§ **Raw data**:
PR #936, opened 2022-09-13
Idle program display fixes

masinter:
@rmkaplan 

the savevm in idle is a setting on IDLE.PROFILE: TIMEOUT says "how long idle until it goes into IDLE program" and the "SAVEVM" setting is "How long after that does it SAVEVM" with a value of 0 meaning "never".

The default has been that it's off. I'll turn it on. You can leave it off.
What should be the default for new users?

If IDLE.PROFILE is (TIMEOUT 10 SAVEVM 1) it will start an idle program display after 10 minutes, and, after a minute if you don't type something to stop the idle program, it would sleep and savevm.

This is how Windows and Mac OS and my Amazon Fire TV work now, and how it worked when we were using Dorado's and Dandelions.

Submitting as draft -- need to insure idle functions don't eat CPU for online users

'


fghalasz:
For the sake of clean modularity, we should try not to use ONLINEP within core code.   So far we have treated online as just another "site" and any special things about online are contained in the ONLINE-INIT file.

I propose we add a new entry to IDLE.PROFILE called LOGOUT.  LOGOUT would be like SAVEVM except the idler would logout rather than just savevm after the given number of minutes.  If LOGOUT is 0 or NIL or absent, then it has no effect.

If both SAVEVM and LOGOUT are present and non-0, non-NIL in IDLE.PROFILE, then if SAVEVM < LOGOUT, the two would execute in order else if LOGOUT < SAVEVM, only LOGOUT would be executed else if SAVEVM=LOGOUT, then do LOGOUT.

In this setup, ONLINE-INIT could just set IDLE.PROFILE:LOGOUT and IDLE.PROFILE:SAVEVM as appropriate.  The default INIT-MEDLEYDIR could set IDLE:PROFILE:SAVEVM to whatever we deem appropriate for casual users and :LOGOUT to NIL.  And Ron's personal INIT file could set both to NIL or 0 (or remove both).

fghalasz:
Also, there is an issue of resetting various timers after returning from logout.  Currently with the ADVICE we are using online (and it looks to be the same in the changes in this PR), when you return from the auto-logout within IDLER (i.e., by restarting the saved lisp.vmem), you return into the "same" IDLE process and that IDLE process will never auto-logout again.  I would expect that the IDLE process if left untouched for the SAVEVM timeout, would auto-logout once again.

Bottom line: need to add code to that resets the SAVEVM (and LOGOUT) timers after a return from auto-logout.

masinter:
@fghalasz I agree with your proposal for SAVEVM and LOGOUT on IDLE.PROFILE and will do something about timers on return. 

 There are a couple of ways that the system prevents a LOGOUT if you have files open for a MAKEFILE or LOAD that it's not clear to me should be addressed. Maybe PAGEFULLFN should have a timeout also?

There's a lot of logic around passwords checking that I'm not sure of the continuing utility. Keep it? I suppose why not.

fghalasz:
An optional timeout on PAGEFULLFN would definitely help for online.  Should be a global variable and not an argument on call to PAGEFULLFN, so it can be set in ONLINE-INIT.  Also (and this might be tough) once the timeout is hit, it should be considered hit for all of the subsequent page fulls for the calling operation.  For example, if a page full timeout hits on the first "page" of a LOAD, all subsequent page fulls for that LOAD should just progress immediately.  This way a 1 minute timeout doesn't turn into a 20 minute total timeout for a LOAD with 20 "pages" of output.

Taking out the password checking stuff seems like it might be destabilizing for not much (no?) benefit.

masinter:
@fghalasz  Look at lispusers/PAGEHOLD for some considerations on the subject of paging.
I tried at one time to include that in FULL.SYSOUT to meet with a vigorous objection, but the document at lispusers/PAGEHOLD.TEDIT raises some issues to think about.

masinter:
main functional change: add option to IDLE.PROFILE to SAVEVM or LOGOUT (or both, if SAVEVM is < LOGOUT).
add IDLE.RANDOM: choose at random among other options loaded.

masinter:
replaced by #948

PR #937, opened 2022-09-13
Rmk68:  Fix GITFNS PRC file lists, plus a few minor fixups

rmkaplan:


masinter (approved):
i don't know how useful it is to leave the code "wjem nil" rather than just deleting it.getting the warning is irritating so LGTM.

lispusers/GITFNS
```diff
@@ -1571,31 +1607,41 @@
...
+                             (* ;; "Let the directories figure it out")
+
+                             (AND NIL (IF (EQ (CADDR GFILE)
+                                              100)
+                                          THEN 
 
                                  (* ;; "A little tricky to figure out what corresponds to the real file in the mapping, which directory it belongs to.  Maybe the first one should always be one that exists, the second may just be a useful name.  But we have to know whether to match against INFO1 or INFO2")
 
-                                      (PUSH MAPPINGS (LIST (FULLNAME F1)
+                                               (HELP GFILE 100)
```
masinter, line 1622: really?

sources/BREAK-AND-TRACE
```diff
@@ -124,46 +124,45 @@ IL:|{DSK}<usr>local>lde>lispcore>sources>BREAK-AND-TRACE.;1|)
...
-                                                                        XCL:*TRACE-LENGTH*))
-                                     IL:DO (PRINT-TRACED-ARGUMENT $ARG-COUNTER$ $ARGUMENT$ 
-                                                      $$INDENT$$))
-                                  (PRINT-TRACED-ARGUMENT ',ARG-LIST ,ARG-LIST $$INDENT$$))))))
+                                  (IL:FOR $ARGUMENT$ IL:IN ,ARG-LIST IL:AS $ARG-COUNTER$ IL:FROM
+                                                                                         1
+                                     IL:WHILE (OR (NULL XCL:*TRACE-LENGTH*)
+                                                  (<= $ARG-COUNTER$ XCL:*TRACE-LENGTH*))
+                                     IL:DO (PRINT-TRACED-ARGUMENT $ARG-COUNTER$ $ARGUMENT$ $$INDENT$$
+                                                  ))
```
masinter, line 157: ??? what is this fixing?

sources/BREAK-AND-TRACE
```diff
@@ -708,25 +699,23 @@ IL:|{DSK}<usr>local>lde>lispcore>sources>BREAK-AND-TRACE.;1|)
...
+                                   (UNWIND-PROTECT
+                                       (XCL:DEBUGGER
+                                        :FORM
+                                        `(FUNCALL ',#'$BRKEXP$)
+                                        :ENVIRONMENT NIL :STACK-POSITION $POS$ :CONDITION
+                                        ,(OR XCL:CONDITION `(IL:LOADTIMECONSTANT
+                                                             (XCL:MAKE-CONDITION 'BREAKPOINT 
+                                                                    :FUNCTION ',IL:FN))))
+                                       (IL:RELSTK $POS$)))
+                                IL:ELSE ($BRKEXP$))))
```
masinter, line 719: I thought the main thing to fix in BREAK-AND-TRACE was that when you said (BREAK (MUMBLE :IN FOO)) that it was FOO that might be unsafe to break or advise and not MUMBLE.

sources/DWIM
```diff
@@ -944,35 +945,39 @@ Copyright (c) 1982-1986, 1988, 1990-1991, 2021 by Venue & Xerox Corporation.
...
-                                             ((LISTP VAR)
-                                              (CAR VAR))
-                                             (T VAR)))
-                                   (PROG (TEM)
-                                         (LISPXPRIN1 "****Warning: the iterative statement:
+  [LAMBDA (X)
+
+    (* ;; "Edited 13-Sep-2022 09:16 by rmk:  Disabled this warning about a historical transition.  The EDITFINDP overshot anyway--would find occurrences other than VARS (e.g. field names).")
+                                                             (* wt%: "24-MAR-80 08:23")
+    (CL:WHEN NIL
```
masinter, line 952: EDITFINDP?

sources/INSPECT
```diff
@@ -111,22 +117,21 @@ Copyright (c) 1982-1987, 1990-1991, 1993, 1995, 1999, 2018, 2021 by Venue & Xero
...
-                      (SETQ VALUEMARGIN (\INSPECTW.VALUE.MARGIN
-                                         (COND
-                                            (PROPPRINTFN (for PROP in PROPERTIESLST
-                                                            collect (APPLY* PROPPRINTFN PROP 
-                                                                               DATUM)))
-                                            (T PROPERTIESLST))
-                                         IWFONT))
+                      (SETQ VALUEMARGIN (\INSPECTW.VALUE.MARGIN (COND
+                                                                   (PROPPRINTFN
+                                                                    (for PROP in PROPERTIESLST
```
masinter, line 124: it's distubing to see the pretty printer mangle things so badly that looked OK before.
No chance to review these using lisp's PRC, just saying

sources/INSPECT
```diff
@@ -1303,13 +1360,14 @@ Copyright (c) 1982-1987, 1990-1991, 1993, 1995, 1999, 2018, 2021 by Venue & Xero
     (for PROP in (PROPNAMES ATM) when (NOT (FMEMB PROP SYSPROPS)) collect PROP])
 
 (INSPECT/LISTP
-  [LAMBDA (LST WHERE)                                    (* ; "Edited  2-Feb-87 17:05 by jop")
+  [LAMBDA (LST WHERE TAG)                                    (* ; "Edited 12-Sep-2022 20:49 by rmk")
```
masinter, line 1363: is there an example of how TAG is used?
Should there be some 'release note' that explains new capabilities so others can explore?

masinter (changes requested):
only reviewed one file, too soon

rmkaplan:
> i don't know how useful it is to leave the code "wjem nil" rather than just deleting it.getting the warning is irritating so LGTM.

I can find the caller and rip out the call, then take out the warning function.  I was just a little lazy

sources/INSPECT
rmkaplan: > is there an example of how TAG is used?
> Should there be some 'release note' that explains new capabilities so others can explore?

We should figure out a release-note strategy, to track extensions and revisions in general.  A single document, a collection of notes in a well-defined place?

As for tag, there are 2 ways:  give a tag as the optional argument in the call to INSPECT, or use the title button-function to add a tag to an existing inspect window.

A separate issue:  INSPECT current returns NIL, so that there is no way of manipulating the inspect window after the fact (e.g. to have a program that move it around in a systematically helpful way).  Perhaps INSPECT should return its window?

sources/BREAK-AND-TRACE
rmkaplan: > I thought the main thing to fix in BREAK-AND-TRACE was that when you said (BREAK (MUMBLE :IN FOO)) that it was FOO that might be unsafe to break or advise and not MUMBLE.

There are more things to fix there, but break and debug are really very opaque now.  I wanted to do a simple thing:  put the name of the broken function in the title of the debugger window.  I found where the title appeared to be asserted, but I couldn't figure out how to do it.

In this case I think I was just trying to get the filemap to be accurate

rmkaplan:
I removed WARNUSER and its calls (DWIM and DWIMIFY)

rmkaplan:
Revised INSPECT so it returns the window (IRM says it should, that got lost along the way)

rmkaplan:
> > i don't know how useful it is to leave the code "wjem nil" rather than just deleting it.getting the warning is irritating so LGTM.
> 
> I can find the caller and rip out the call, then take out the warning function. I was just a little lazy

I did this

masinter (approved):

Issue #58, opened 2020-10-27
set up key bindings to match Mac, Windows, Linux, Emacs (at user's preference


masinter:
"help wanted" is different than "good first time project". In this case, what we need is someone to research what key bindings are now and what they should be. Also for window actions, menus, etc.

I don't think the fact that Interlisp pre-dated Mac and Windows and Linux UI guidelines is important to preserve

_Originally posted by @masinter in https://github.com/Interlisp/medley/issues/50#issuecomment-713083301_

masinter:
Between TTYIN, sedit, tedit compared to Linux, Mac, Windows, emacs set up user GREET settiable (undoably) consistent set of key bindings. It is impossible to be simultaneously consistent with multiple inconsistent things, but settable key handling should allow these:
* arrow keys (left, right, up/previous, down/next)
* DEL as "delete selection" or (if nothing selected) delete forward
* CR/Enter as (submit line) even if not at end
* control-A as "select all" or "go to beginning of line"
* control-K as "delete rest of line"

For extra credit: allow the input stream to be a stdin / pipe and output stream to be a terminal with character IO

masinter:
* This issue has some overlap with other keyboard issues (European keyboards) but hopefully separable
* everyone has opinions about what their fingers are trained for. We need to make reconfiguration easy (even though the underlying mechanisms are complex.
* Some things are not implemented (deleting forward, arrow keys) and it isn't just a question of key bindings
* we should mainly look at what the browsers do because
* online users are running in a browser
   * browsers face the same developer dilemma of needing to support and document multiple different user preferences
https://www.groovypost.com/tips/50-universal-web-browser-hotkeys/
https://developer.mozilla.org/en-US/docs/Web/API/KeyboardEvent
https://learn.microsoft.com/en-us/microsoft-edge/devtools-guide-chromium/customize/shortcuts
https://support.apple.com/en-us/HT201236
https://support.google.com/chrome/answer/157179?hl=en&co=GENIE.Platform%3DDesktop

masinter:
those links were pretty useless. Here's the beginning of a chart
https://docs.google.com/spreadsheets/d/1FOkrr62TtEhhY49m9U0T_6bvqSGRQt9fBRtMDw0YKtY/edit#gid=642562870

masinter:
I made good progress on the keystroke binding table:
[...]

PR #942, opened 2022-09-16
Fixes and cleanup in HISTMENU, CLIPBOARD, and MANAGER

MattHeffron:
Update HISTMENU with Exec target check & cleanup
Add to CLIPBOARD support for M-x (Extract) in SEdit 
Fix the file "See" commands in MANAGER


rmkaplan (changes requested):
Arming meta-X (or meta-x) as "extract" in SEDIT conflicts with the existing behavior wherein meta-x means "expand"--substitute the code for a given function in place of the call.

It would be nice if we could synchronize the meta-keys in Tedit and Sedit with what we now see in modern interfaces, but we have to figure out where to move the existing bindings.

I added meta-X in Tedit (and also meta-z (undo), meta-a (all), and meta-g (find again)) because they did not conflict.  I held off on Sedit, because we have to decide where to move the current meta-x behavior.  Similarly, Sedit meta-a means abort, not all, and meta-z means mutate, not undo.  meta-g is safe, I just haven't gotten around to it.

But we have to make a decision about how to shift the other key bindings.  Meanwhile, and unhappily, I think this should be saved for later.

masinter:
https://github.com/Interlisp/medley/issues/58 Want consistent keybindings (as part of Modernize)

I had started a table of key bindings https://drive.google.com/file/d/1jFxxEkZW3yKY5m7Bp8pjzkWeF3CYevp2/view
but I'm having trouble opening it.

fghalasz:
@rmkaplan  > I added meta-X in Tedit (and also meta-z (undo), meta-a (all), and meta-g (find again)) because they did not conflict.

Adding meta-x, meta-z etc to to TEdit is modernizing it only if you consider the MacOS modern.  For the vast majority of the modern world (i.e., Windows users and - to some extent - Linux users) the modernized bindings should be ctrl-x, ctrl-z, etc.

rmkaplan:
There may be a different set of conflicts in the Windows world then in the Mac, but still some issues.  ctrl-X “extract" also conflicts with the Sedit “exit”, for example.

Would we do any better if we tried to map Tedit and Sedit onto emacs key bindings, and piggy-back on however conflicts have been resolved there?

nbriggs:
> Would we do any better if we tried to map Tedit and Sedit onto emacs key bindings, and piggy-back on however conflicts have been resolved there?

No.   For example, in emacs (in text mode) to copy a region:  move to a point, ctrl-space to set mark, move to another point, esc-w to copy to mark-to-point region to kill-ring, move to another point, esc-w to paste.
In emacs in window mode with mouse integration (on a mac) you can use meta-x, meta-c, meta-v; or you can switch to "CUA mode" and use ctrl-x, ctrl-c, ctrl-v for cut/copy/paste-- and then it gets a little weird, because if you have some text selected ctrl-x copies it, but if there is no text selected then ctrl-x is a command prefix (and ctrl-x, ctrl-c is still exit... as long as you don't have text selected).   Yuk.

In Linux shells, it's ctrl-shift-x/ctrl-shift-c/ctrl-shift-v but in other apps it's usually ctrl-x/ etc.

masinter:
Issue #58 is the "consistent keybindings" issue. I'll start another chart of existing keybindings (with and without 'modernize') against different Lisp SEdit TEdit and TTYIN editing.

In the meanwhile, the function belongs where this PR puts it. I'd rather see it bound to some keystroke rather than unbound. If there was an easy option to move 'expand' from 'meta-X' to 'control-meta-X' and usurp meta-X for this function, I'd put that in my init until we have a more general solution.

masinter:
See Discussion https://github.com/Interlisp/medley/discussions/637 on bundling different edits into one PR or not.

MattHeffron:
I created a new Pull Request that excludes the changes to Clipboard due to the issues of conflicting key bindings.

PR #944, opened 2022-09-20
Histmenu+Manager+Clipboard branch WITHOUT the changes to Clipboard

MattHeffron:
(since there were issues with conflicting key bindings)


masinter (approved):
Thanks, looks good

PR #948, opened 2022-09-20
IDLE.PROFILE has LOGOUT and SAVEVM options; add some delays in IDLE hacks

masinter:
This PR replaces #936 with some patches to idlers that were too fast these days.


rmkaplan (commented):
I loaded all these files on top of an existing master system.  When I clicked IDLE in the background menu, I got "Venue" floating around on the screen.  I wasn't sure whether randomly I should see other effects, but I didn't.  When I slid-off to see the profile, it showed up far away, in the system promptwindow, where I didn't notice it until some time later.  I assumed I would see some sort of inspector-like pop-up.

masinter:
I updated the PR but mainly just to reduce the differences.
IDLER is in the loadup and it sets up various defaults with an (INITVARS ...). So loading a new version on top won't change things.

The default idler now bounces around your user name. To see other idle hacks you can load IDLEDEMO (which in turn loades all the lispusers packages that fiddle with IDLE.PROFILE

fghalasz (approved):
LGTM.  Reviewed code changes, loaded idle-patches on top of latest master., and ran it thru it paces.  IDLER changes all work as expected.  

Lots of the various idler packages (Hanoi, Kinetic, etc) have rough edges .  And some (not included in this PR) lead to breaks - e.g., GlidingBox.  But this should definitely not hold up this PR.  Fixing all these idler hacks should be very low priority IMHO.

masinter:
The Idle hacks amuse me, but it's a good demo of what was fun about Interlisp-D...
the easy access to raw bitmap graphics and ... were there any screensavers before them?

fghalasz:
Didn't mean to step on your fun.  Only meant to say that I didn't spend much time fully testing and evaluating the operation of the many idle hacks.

§ **The problem**:
Reproduce exactly the section above that begins at the line containing "right, up/previous, down/next)" and ends at the line containing "Update HISTMENU with", leaving out all other lines.

§ **Answer section**:
* arrow keys (left, right, up/previous, down/next)
* DEL as "delete selection" or (if nothing selected) delete forward
* CR/Enter as (submit line) even if not at end
* control-A as "select all" or "go to beginning of line"
* control-K as "delete rest of line"

For extra credit: allow the input stream to be a stdin / pipe and output stream to be a terminal with character IO

masinter:
* This issue has some overlap with other keyboard issues (European keyboards) but hopefully separable
* everyone has opinions about what their fingers are trained for. We need to make reconfiguration easy (even though the underlying mechanisms are complex.
* Some things are not implemented (deleting forward, arrow keys) and it isn't just a question of key bindings
* we should mainly look at what the browsers do because
* online users are running in a browser
   * browsers face the same developer dilemma of needing to support and document multiple different user preferences
https://www.groovypost.com/tips/50-universal-web-browser-hotkeys/
https://developer.mozilla.org/en-US/docs/Web/API/KeyboardEvent
https://learn.microsoft.com/en-us/microsoft-edge/devtools-guide-chromium/customize/shortcuts
https://support.apple.com/en-us/HT201236
https://support.google.com/chrome/answer/157179?hl=en&co=GENIE.Platform%3DDesktop

masinter:
those links were pretty useless. Here's the beginning of a chart
https://docs.google.com/spreadsheets/d/1FOkrr62TtEhhY49m9U0T_6bvqSGRQt9fBRtMDw0YKtY/edit#gid=642562870

masinter:
I made good progress on the keystroke binding table:
[...]

PR #942, opened 2022-09-16
Fixes and cleanup in HISTMENU, CLIPBOARD, and MANAGER

MattHeffron:
Update HISTMENU with Exec target check & cleanup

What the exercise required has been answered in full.